¹Institute of Pharmacology, Polish Academy of Sciences, Kraków, Poland

Correspondence: Dr A Czyrak, Institute of Pharmacology, Polish Academy of Sciences, 31-343 Kraków, Smtna Street 12, Poland. Tel: +48 12 662 3253; Fax: +48 12 637 4500; E-mail: czyrak@if-pan.krakow.pl

Received 26 September 2002; Revised 19 December 2002; Accepted 15 January 2003; Published online 9 April 2003.

Abstract

The present study investigated the impact of acute and repeated administrations of corticosterone (10 mg/kg, twice daily, for 7 days) on serotonin (5-HT)_1A receptor function, density and expression. The effect on 5-HT_1A receptor function was assayed in rats by assessing the corticosterone-induced modulation of disruption of prepulse inhibition (PPI) of acoustic startle response induced by 8-OHDPAT, a 5-HT_1A receptor agonist. Our experiments revealed that repeated but not acute treatment with corticosterone attenuated the 8-OHDPAT-evoked disruption of PPI without having any effect on PPI or startle amplitude alone.
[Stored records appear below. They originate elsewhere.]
PR #2180, opened 2019-05-28
WalletManager: fix compilation warnings (unused args, members order)

xiphon:


xiphon:
@MaxXor 

> The functions `moveWallet` and `walletLanguage` are not even used in the code. It looks like the wallet language is handled somewhere else already. Maybe remove them altogether?

Somehow missed your comment. Yeah, looks like we can drop both these functions.

PR #2196, opened 2019-06-04
transfer: add do-not-relay mode

### LINKED ISSUE #2130: [UX] Add toggle to disable send button
At the moment the only way to ensure a full wallet does not relay a transaction is with the CLI's start option `--do-not-relay`
For the GUI (with full wallet) there is an advanced button to sign a TX file, but there is no option to disable the send button.

That means in the CLI (with `--do-not-relay`) you can't accidentally relay a transaction.
With the GUI you *can* accidentally relay if you're not careful.

**Suggestion:**
Add a setting for the GUI that diables the "Send" button or alternatively replace it with the "Create TX file" button from the "Advanced" menu.

This way one does not have to remember *not* to click "Send" everytime, but only needs to set an option once.

EDIT: Changed the wording to clarify a bit more.

mmbyday:
Resolves #2130
create

- changed layout of create txn button on transfer page
- fixed bug with transaction file path variable
- added status messages to keep user informed during signTxDialog
- added new persistentSettings.doNotRelayMode


pages/Transfer.qml
```diff
@@ -396,15 +396,16 @@ Rectangle {
...
           StandardButton {
               id: sendButton
               rightIcon: "qrc:///images/rightArrow.png"
               rightIconInactive: "qrc:///images/rightArrowInactive.png"
-              Layout.topMargin: 4
               text: qsTr("Send") + translationManager.emptyString
               enabled: {
                 updateSendButton()
               }
+              visible: !appWindow.viewOnly && (!appWindow.viewOnly === !persistentSettings.doNotRelayMode)
```
selsta: Could you do `!(appWindow.viewOnly || persistentSettings.doNotRelayMode)` here or am I missing something?

pages/Transfer.qml
```diff
@@ -396,15 +396,16 @@ Rectangle {
...
       RowLayout {
+          Layout.topMargin: 4
           StandardButton {
               id: sendButton
               rightIcon: "qrc:///images/rightArrow.png"
               rightIconInactive: "qrc:///images/rightArrowInactive.png"
-              Layout.topMargin: 4
               text: qsTr("Send") + translationManager.emptyString
               enabled: {
                 updateSendButton()
```
selsta:
```diff
diff --git a/pages/Transfer.qml b/pages/Transfer.qml
index 63560b2..56ea0cd 100644
--- a/pages/Transfer.qml
+++ b/pages/Transfer.qml
@@ -740,7 +740,7 @@ Rectangle {
         root.sendButtonWarning = "";
 
         // Currently opened wallet is not view-only
-        if(appWindow.viewOnly){
+        if(appWindow.viewOnly && persistentSettings.doNotRelayMode){
             root.sendButtonWarning = qsTr("Wallet is view-only and sends are not possible.") + translationManager.emptyString;
             return false;
         }
```

pages/Transfer.qml
mmbyday: Nice and simple 👍 Thanks

pages/Transfer.qml
mmbyday: 👍  nice one

Mansarde:
Nice, thanks for implementing this feature!
Hope it makes it into upstream. 👍

xmrdsc:
I would prefer such a flow:

```                               /------ broadcast
Create transaction ---/
                                  \------ create tx file  
```

Send -> Create transaction -> popup window -> 2 options here.

Can be integrated in https://user-images.githubusercontent.com/695901/57525290-94931a80-732a-11e9-9928-af69da552464.png

selsta:
@xmrdsc Do you want this as default behaviour? I’d argue that creating a tx file is something 99% of users don’t do, so asking every time when sending if you want to broadcast the tx or not is redundant. Also it doesn’t address #2130.

The current UI without do-not-relay mode could be improved, though I guess that’s out of scope for this PR.

Mansarde:
What about this?

Do-not-relay **off**:
Behaviour remains as it already is.
I.e. send button can be used and advanced menu has "create TX file" button.

Do-not-relay **on**:
A) Send button is disabled and only the "create TX file" button of the advanced menu works.
OR
B) Send button is simply replaced with "create TX file" button.

selsta:
If we add this, I’d say your first suggestion. Everything else just adds more unmaintainability to the code.

PR #2199, opened 2019-06-06
fontawesomeness button/icon refactoring

mmbyday:
eee

Tested against start-low-graphics-mode 👍


selsta:
@mmbyday Can you maybe hop on #monero-irc (freenode)? :)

Chronic corticosterone treatment modulated also the neuronal activity of serotonergic pathways in the brain decreasing the level of 5-HIAA in the raphe nuclei and increasing both 5-HT and 5-HIAA levels in the hippocampus. Nevertheless, the effects of 8-OHDPAT on 5-HT metabolism were not changed by corticosterone. However, 5-HT_1A receptor binding in the ventral hippocampus and entorhinal cortex but not in the raphe nuclei was decreased after chronic corticosterone treatment. It is concluded that chronically elevated corticosterone level is capable of inducing functional desensitization of 5-HT_1A receptors which is paralleled by decreases in the 5-HT_1A receptor binding in the ventral hippocampus and entorhinal cortex, the brain structures shown to be engaged in the regulation of PPI. Alterations in 5-HT_1A receptors may be one of important mechanisms by which glucocorticoids/stress influence various psychiatric conditions.